- Opening Delimiter -

PR #114, opened 2016-02-07
Add Palindrome Products exercise

robtimp:
@masters3d A bit of Swift oddness I noticed while working on this one: I apparently can't use `.contains()` with `[[Int]]` (an array of arrays of ints), but I _can_ loop over the array and use `==` to see if a given `[Int]` is in there. Strange!

I guess this has something to do with `Array<Int>` being Equatable, but not Hashable?

### DIFF
--- a/exercises/palindrome-products/PalindromeProductsExample.swift
+++ b/exercises/palindrome-products/PalindromeProductsExample.swift
@@ -1,0 +1,72 @@
+// Foundation not needed
+
+// Apple Swift version 2.1
+
+struct PalindromeCollection: CollectionType {
+    
+    typealias Index = Int
+    
+    var startIndex: Int {
+        return 0
+    }
+    
+    var endIndex: Int {
+        return count
+    }
+    
+    subscript(i: Int) -> Palindrome {
+        return contents[i]
+    }
+    
+    typealias Palindrome = (value:Int, factors: [[Int]])
+    
+    private let contents: [Palindrome]
+    
+    let largest: Palindrome
+    let smallest: Palindrome
+    
+    init(maxFactor: Int, minFactor: Int = 1) {
+        let result = PalindromeCollection.generate(maxFactor: maxFactor, minFactor: minFactor)
+        
+        self.contents = result
+        self.largest = result.last!
+        self.smallest = result.first!
+    }
+    
+    private static func generate(maxFactor maxFactor: Int, minFactor: Int) -> [Palindrome] {
+        var palindromes = [Int : Palindrome]()
+        
+        for i in minFactor...maxFactor {
+            for j in minFactor...maxFactor {
+                let product = i * j
+                
+                if numberIsPalindrome(product) {
+                    let newFactor = [i, j].sort()
+                    var factors = [newFactor]
+                    
+                    if let currentPalindrome = palindromes[product] {
+                        for factor in currentPalindrome.factors {
+                            if factor == newFactor {
+                                continue
+                            }
+                            factors.append(factor)
+                        }
+                    }
+                    
+                    palindromes[product] = Palindrome(value: product, factors: factors)
+                }
+            }
+        }
+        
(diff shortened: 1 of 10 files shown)


exercises/palindrome-products/PalindromeProductsExample.swift
```diff
@@ -0,0 +1,60 @@
+// Foundation not needed
+
+// Apple Swift version 2.1
+
+struct Palindromes {
+    
+    struct Palindrome {
```
masters3d: I don't see why this struct needs to be nested. My preference would be to only have 'Palindrome' as the main struct with largest and smallest as Int properties.

masters3d:
What do you think of renaming `Palindromes` to `PalindromeSequence` and having it conform to the sequence protocol? 
https://www.natashatherobot.com/swift-conform-to-sequence-protocol/

exercises/palindrome-products/PalindromeProductsExample.swift
masters3d: I take that back. You do need two different structs but we should conform one to the sequence type.

masters3d:
The issue is an Array<Array<Int>>is too generic since array itself is generic. I bet is just a compiler limitation.

robtimp:
@masters3d I've been looking into that post and the sequence protocol, but I haven't been able to figure out a way to make it work here. 

You can use the Sequence protocol to do a for/in loop, but how would you get the largest and smallest palindromes? Could you give me some more guidance what you have in mind?

masters3d:
you are right, I guess I was thinking Collection type instead of Sequence

this needs some refactoring but this is what I was thinking. 

```Swift

// Foundation not needed

// Apple Swift version 2.1

struct PalindromeCollection:CollectionType {
    
    typealias Index = Int
    
    var startIndex: Int {
        return 0
    }
    
    var endIndex: Int {
        return count
    }
    
    subscript(i: Int) -> (value:Int, factors: [[Int]]) {
        return (contents[i].value, contents[i].factors)
    }
    
    typealias Palindrome = (value:Int, factors: [[Int]])

    private var contents = [Palindrome]()
    
    let largest: Palindrome
    let smallest: Palindrome
    
    init(maxFactor: Int, minFactor: Int = 1) {
        let result = PalindromeCollection.generate(maxFactor: maxFactor, minFactor: minFactor)
        
        self.contents = result
        self.largest = result.last!
        self.smallest = result.first!
    }
    
    private static func generate(maxFactor maxFactor: Int, minFactor: Int) -> [Palindrome] {
        var palindromes = [Int : Palindrome]()
        
        for i in minFactor...maxFactor {
            for j in minFactor...maxFactor {
                let product = i * j
                
                if numberIsPalindrome(product) {
                    let newFactor = [i, j].sort()
                    var factors = [newFactor]
                    
                    if let currentPalindrome = palindromes[product] {
                        for factor in currentPalindrome.factors {
                            if factor == newFactor {
                                continue
                            }
                            factors.append(factor)
                        }
                    }
                    
                    palindromes[product] = Palindrome(value: product, factors: factors)
                }
            }
        }
        
        let sorted = palindromes.sort { palindrome1, palindrome2 -> Bool in
            return palindrome1.0 < palindrome2.0
        }

        let toReturn = sorted.map{(value:$0.1.value,factors: $0.1.factors )}
        
        return toReturn
    }
    
    private static func numberIsPalindrome(number: Int) -> Bool {
        let numberString = String(number)
        
        return numberString == String(numberString.characters.reverse())
    }
    
}

```

masters3d:
the conflict seems to be here
``
    "house",
    "minesweeper",
    "ocr-numbers",
    "food-chain",
    "palindrome-products"
``

if you just keep this PR to 
    "palindrome-products"
it may help it.

masters3d:
This looks good. Let me know if I should merge.

robtimp:
@masters3d Sure, should be good to go now.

- Closing Delimiter -

Could you copy every line from the records that has "private" in it?

* [ANSWER TO THIS TASK]
+    private let contents: [Palindrome]
+    private static func generate(maxFactor maxFactor: Int, minFactor: Int) -> [Palindrome] {
    private var contents = [Palindrome]()
    private static func generate(maxFactor maxFactor: Int, minFactor: Int) -> [Palindrome] {
    private static func numberIsPalindrome(number: Int) -> Bool {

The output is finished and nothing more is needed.